4. Assigning the same calendar to all machines. Reactors running a 24/6 schedule and fill lines on two-shift weekdays produce very different availability patterns. A single calendar assigns unrealistic working windows and produces schedules that fail on the plant floor.
Fix: Create two calendars — one for the reactor bank and one for the blending-and-filling hall. Assign each machine to its correct calendar.

5. Omitting partial-transfer constraints on routing legs. With partial transfer enabled, the algorithm could start filling before the entire batch has cured, which is physically unrealistic for adhesive batches.
Fix: On each product class's detail page, disable partial transfer on every routing leg. The dataset's explicit false values guarantee that every batch stays physically continuous through all stages.

What a good schedule looks like

The difference between manual scheduling and a Schantt-powered schedule shows up across the entire planning week.

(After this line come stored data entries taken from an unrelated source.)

PR #4196, opened 2016-02-27
[ticket/14487] Try to handle connection timeouts

CHItA:
[PHPBB3-14487](https://tracker.phpbb.com/browse/PHPBB3-14487)

### DIFF
--- a/phpBB/assets/javascript/installer.js
+++ b/phpBB/assets/javascript/installer.js
@@ -13,6 +13,9 @@
 	var currentProgress = 0;
 	var refreshRequested = false;
 	var transmissionOver = false;
+	var status = '';
+	var statusCount = 0;
+	var statusTimeout = null;
 
 	// Template related variables
 	var $contentWrapper = $('.install-body').find('.main');
@@ -372,12 +375,45 @@
 			}
 
 			if (timeoutDetected) {
-				addMessage('error',
-					[{
-						title: installLang.title,
-						description: installLang.msg
-					}]
-				);
+				status = queryInstallerStatus();
+				statusCount = 0;
+
+				if (status === 'continue') {
+					refreshRequested = false;
+					doRefresh();
+				} else if (status === 'running')	{
+					statusTimeout = setTimeout(function() {
+						var s = queryInstallerStatus();
+						if (statusCount === 12) { // 1 minute hard cap
+							s = 'fail';
+						}
+
+						if (s === 'continue') {
+							refreshRequested = false;
+							doRefresh();
+							clearTimeout(statusTimeout);
+						} else if (s === 'fail') {
+							addMessage('error',
+								[{
+									title: installLang.title,
+									description: installLang.msg
+								}]
+							);
+							clearTimeout(statusTimeout);
+						}
+
+						statusCount++;
+						},
+						5000
+					);
+				} else {
+					addMessage('error',
+						[{
+							title: installLang.title,
+							description: installLang.msg
+						}]
+					);
+				}
 			}
 		}
 	}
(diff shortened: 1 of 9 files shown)


CHItA:
This PR has multiple problems beyond that it is not tested at all.

First, it is relying on `flock` which relies on the OS to clean up locks, so as far as i can tell there are no insurence that it would work on all platforms (the Linux kernel and Windows seems to handle it okay, but those are just my tests, so...).

I haven't tested the JS, also not sure how to do that.

Elsensee:
Is there a reason you don't use `\phpbb\lock\flock`?

CHItA:
Because it would have made things more complicated.

marc1706:
While using phpBB's lock implementation might make things more complicated it might be the better option if relying on OS support is unreliable.

CHItA:
It doesn't change the fact that we relying on the OS. As of `flock`'s documentation it seems, that the locks have to be removed manually, which probably means that PHP doesn't lift the locks automatically when the PHP process ends, therefore the OS has to do it (if it is implemented). 

But `\phpbb\lock\flock` has the same problem, so that's that.

Nicofuma:
There is also an flock class in symfony/process did you look at it?

CHItA:
nope, but we have a problem with `flock`'s implementation (or not, i haven't looked at its implementation, but this is a PHP limitation if anything).

phpBB/assets/javascript/installer.js
```diff
@@ -13,6 +13,9 @@
 	var currentProgress = 0;
```
CHItA: @callumacrae if you could quickly estimate the damages, it would be much appreciated.

phpBB/assets/javascript/installer.js
```diff
@@ -564,4 +600,18 @@
...
 		});
 	}
+
+	/**
+	 * Queries the installer's status
+	 */
+	function queryInstallerStatus()
+	{
+		var data = null;
+		$.ajax({url: "../installer/status", dataType: "json"})
```
callumacrae: single quotes. Also, [`$.getJSON()`](http://api.jquery.com/jquery.getjson/).

phpBB/assets/javascript/installer.js
```diff
@@ -564,4 +600,18 @@
...
+		.done(function(d) {
+			data = d;
+		});
+
+		return data.status;
```
callumacrae: This won't work. `data` will be `null` because the request won't yet have returned. Use a callback instead.

Have you tested this? This will throw "Cannot call property status of null".

CHItA: Thanks for the feedback, now all should be fixed.

phpBB/assets/javascript/installer.js
```diff
@@ -339,6 +340,57 @@
...
+		} else if (status === 'running') {
+			statusCount++;
+			$('#loading_indicator').css('display', 'block');
+			setTimeout(queryInstallerStatus, 5000);
+		} else {
+			$('#loading_indicator').css('display', 'none');
+			addMessage('error',
+				[{
+					title: installLang.title,
+					description: installLang.msg
```
callumacrae: I feel that with a consistent API, this could be simplified to `addMessage('error', [ installLang ])` :wink:

callumacrae:
JS LGTM :+1:

phpBB/assets/javascript/installer.js
CHItA: Yeah, but then it would be harder to extend it (the `installLang` object that is), so that's why it was done this way.

callumacrae: Why, does `addMessage()` not like it if you pass in extra options? I would have thought that it would just ignore them, in which case it would be fine.

PR #4198, opened 2016-02-28
[ticket/14459] Check language inpunt for group

phpbb-es:
https://tracker.phpbb.com/browse/PHPBB3-14459

### DIFF
--- a/phpBB/includes/acp/acp_attachments.php
+++ b/phpBB/includes/acp/acp_attachments.php
@@ -1228,7 +1228,7 @@ class acp_attachments
 						'FILETIME'			=> $user->format_date((int) $row['filetime']),
 						'REAL_FILENAME'		=> (!$row['in_message']) ? utf8_basename((string) $row['real_filename']) : '',
 						'PHYSICAL_FILENAME'	=> utf8_basename((string) $row['physical_filename']),
-						'EXT_GROUP_NAME'	=> (!empty($extensions[$row['extension']]['group_name'])) ? $user->lang['EXT_GROUP_' . $extensions[$row['extension']]['group_name']] : '',
+						'EXT_GROUP_NAME'   	=> (!empty($user->lang[$extensions[$row['extension']]['group_name']])) ? $user->lang['EXT_GROUP_' . $extensions[$row['extension']]['group_name']] : $extensions[$row['extension']]['group_name'],
 						'COMMENT'			=> $comment,
 						'TOPIC_TITLE'		=> (!$row['in_message']) ? (string) $row['topic_title'] : '',
 						'ATTACH_ID'			=> (int) $row['attach_id'],


phpBB/includes/acp/acp_attachments.php
```diff
@@ -1228,7 +1228,7 @@ function main($id, $mode)
 						'FILETIME'			=> $user->format_date((int) $row['filetime']),
 						'REAL_FILENAME'		=> (!$row['in_message']) ? utf8_basename((string) $row['real_filename']) : '',
 						'PHYSICAL_FILENAME'	=> utf8_basename((string) $row['physical_filename']),
-						'EXT_GROUP_NAME'	=> (!empty($extensions[$row['extension']]['group_name'])) ? $user->lang['EXT_GROUP_' . $extensions[$row['extension']]['group_name']] : '',
+						'EXT_GROUP_NAME'   	=> (!empty($user->lang[$extensions[$row['extension']]['group_name']])) ? $user->lang['EXT_GROUP_' . $extensions[$row['extension']]['group_name']] : $extensions[$row['extension']]['group_name'],
```
Nicofuma: please use the lang function here (and not the array access)

Elsensee: I think we could modify the group_helper a bit and then patch this in 3.2.x?

phpbb-es: @Nicofuma but it seems that the problem comes from the name of the group, I'm not sure for this.

I only reported it, the team member "tower" can not access the tracker, GitHub, phpBB official site, etc., he lives in Cuba and access to Internet is complicated.

@Elsensee , "tower" commented that he look the same problem in 3.1 and 3.2

CHItA: I think what @Nicofuma means is `$user->lang($extensions[$row['extension']]['group_name'])` will produce the same result, as what your modification does.

Elsensee: It doesn't which is why I was referring to the group_helper which was added in 3.2.x

I know this problem might occur in 3.1 too, I'm just telling you that there should be a rather easy fix, if you'll try to fix it in 3.2 only. :)

rubencm:
```suggestion
						'EXT_GROUP_NAME'	=> $this->language->is_set('EXT_GROUP_' . $extensions[$row['extension']]['group_name']) ?  $this->language->lang('EXT_GROUP_' . $extensions[$row['extension']]['group_name']) : $extensions[$row['extension']]['group_name'],
```

They are asking you to do something like this. (If you use this code you will have to add the language property in the top of the class and define it in the top of the main() method, like this:
`$this->language = $phpbb_container->get('language');`

rubencm: @phpbb-es

phpbb-es: @rubencm sorry, now I see this message ... I see that another ticket has been created and PR for you, this was commented by a Moderator of my forum some time ago.

rubencm: Yes, i forked your repository and fixed it, so your commit is still there and your contribution will be included in the repository, but if you still want to fix it here, i will close my pull request

phpbb-es:
Thanks @rubencm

Before (manual bin-packing and Monday sequencing):

  • Reactor assignment consumes two to three hours per week of hand-done bin-packing, with no algorithmic search for better machine fit.
  • Cross-class cleaning transitions are unplanned; the fill hall discovers the sequence only when the first Monday batch arrives. A poorly clustered Monday can consume four to eight hours of cleaning within the first day.
  • Monday morning requires roughly three hours of supervisory sequencing to untangle the queue of four to seven waiting batches, representing 25 to 40 hours of fill work.
  • Fill line starvation is a recurring weekend phenomenon: reactors keep producing through Saturday while the fill hall sits idle, then the backlog materialises Monday morning.
  • The cure-window scrap risk is invisible until a batch fails quality control; roughly half of the annual 300 tonnes of scrap comes from missed maximum windows.

After (Schantt Auto or Semi-Auto mode):

  • The algorithm assigns every job to its best-fit reactor in seconds. The planner reviews the Gantt and overrides in Semi-Auto only when a specific machine must be reserved.
  • Changeover time drops because the algorithm clusters similar classes into contiguous runs, grouping PSA batches together before switching to Construction or Woodworking. A Monday that once began with four hours of cross-class cleaning now opens with same-class sequences and short rinses.
  • Monday's fill queue is visible on the Gantt before the weekend begins. The planner walks in to a ready-made schedule: Semi-Auto preserves the preferred fill order while Auto optimises the full sequence automatically.
  • Wait-material segments flag every starved fill line by location and cause. The planner sees the weekend gap and can adjust the Friday schedule to pre-position the right batches.
  • Every PSA batch's cure-then-fill chain is visible on the Gantt. The planner checks that each fill start falls within the 24-hour maximum, catching at-risk batches before they become scrap. The annual scrap burden from missed windows falls sharply.